[Opening The input section]

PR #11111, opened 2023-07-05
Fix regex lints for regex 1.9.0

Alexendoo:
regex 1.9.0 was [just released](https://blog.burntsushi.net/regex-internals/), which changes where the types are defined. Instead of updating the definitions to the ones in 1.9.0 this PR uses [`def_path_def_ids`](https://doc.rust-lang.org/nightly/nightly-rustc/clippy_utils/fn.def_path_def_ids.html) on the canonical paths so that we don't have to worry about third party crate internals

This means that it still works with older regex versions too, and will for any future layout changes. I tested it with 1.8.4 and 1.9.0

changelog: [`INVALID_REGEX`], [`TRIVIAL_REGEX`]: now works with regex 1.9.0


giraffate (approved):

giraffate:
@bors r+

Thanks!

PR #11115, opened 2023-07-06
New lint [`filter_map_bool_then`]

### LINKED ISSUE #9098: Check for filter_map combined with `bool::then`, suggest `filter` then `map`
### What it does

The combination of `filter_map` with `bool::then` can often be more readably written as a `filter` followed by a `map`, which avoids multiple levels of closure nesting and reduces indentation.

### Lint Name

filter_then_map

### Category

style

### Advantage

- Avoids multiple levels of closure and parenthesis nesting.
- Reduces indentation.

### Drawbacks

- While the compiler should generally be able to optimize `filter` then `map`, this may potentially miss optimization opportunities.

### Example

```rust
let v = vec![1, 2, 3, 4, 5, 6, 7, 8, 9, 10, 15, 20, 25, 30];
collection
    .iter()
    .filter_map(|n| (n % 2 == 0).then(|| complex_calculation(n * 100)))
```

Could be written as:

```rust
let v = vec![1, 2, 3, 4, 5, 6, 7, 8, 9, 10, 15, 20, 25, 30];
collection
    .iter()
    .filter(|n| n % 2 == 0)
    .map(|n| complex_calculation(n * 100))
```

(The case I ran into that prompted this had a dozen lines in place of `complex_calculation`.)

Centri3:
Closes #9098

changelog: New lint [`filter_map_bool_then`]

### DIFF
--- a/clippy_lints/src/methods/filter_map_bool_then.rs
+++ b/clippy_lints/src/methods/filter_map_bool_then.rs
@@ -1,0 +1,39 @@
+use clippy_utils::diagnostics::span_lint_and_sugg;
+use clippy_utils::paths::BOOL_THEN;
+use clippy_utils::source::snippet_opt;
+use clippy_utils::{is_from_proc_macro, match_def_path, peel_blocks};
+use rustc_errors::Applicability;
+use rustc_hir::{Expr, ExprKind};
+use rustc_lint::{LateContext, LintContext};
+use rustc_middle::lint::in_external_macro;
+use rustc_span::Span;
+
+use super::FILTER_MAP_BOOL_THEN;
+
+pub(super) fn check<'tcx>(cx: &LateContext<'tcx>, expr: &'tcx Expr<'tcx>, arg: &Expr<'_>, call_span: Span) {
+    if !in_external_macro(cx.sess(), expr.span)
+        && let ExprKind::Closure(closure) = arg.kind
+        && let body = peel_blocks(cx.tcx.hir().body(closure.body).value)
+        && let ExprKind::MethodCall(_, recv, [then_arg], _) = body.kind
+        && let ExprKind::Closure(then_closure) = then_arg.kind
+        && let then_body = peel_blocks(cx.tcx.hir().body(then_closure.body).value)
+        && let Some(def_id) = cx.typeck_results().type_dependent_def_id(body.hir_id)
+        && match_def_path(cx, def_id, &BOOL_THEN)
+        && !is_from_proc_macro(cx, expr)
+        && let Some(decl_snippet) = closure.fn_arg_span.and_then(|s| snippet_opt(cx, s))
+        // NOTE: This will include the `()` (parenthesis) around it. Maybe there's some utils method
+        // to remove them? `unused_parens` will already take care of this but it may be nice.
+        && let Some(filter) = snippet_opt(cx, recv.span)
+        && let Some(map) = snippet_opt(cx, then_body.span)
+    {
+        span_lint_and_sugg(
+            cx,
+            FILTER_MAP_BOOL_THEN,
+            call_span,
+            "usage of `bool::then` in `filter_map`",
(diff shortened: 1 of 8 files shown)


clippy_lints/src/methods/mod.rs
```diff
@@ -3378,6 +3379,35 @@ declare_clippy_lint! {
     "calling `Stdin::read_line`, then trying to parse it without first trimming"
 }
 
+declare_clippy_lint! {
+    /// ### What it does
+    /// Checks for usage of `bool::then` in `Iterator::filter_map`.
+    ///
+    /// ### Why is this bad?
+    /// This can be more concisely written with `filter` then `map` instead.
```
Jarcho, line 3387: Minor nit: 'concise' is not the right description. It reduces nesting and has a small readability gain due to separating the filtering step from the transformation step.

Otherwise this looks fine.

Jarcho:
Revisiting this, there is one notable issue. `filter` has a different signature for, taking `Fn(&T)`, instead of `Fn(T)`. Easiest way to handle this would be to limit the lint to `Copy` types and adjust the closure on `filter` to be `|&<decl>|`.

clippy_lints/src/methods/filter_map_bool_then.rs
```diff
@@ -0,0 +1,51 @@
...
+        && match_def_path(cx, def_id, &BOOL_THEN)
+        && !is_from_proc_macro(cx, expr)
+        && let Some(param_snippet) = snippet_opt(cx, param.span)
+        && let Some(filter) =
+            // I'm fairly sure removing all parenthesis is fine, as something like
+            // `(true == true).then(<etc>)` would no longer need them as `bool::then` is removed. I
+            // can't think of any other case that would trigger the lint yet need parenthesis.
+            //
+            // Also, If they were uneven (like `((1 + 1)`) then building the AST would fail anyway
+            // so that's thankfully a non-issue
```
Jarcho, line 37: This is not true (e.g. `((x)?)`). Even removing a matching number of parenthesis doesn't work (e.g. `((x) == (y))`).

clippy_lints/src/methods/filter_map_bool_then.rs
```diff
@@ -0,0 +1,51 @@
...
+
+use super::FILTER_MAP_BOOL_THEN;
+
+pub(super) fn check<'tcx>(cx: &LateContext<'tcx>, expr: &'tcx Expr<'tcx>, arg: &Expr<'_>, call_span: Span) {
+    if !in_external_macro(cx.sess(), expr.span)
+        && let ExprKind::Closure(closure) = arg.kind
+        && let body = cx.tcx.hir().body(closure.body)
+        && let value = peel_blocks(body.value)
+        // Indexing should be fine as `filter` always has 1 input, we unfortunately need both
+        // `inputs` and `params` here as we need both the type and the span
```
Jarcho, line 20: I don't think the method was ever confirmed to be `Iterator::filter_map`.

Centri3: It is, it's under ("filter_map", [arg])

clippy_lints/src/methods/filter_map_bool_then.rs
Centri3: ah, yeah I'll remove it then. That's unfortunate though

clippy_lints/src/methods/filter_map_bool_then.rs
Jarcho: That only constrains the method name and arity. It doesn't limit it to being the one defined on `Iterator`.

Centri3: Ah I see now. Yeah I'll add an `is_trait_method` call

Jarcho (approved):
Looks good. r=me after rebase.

[Closing The input section]

What to work on:
Wherever the word "Iterator" turns up in the material, copy the whole line.

Exercise response:
+    /// Checks for usage of `bool::then` in `Iterator::filter_map`.
Jarcho, line 20: I don't think the method was ever confirmed to be `Iterator::filter_map`.
Jarcho: That only constrains the method name and arity. It doesn't limit it to being the one defined on `Iterator`.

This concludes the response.